# Exercise prompt
Below are the entries; return every line among them that holds the word "problem".

# Information supplied
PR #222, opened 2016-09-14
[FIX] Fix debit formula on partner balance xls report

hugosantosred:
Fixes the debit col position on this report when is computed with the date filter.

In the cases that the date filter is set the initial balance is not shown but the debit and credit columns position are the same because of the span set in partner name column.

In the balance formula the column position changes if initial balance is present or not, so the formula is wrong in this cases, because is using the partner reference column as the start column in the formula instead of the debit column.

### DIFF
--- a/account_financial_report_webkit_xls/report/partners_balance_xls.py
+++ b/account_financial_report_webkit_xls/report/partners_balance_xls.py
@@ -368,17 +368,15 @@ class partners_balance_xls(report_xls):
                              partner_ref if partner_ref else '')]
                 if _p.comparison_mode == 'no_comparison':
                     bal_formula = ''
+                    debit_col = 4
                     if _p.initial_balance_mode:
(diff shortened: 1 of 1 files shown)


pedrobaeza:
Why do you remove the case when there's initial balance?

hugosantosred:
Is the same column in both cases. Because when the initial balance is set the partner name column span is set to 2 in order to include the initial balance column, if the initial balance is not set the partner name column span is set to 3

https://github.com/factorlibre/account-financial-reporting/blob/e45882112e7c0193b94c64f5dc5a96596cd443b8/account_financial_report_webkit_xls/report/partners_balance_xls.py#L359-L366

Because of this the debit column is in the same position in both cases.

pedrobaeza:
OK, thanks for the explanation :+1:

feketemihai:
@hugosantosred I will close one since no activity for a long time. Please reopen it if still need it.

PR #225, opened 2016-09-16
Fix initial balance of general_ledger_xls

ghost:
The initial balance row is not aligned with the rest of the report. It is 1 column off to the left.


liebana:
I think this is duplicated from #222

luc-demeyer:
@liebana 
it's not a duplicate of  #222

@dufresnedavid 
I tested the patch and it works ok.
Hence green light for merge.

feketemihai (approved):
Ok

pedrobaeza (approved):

* * *

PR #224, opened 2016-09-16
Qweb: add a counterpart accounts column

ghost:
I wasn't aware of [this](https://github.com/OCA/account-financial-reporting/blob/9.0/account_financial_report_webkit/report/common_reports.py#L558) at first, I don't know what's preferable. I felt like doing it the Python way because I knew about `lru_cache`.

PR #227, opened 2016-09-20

==

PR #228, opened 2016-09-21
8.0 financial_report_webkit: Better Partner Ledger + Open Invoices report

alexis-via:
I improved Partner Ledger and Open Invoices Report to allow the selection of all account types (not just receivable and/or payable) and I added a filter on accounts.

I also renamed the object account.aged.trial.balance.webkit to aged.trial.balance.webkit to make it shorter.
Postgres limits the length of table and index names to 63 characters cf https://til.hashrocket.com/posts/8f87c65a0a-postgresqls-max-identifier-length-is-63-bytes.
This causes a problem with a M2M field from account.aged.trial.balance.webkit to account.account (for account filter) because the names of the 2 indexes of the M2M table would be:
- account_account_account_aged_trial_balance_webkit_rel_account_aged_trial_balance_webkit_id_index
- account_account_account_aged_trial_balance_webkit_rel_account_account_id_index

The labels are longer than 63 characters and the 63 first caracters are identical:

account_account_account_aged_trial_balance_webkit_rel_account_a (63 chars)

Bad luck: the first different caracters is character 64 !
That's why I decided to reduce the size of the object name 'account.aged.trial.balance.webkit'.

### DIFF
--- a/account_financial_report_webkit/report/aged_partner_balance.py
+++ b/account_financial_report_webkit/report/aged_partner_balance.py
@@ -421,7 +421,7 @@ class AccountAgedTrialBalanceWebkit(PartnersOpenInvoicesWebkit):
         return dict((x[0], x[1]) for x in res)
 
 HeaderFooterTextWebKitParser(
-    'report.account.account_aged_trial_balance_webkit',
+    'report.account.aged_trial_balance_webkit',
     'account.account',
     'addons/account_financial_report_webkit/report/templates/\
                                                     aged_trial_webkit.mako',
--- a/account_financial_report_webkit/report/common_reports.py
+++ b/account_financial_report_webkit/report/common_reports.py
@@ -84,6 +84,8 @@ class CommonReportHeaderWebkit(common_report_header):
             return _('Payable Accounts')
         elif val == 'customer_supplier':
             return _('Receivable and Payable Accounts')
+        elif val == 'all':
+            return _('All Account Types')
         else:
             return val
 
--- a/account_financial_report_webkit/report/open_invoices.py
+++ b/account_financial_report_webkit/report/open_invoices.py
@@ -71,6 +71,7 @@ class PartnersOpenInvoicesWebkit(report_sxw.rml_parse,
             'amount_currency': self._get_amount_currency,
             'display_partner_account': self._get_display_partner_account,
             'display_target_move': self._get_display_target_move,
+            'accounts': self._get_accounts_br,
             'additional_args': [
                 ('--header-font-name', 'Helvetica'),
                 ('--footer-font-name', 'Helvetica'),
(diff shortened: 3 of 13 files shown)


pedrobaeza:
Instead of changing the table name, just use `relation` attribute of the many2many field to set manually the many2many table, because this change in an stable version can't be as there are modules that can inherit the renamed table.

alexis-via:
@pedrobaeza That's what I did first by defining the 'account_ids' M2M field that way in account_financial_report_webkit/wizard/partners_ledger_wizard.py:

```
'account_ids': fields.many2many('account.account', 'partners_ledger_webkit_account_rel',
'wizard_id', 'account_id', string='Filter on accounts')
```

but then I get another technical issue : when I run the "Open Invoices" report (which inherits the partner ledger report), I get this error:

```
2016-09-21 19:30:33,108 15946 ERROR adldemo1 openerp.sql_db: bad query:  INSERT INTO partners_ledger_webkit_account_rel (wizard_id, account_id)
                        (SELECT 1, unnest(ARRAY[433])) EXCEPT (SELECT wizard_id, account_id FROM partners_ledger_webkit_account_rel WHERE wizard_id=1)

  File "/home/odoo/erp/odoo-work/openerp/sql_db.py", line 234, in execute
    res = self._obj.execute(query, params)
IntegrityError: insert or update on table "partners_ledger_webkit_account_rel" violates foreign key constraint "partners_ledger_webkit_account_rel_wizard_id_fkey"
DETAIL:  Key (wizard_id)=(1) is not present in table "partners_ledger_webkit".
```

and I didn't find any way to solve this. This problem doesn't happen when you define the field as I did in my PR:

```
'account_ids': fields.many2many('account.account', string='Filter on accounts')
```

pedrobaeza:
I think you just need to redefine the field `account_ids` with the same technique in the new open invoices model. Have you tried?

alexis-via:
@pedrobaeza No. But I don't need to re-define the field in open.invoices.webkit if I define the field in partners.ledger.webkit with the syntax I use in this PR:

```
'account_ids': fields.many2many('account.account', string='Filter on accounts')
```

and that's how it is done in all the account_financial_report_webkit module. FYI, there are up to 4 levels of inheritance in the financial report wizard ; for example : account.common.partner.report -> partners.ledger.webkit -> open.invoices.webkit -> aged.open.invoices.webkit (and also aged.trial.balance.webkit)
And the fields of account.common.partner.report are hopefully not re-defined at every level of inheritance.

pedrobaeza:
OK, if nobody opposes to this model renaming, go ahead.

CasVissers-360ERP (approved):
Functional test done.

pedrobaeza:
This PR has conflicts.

# Written response
This causes a problem with a M2M field from account.aged.trial.balance.webkit to account.account (for account filter) because the names of the 2 indexes of the M2M table would be:
and I didn't find any way to solve this. This problem doesn't happen when you define the field as I did in my PR:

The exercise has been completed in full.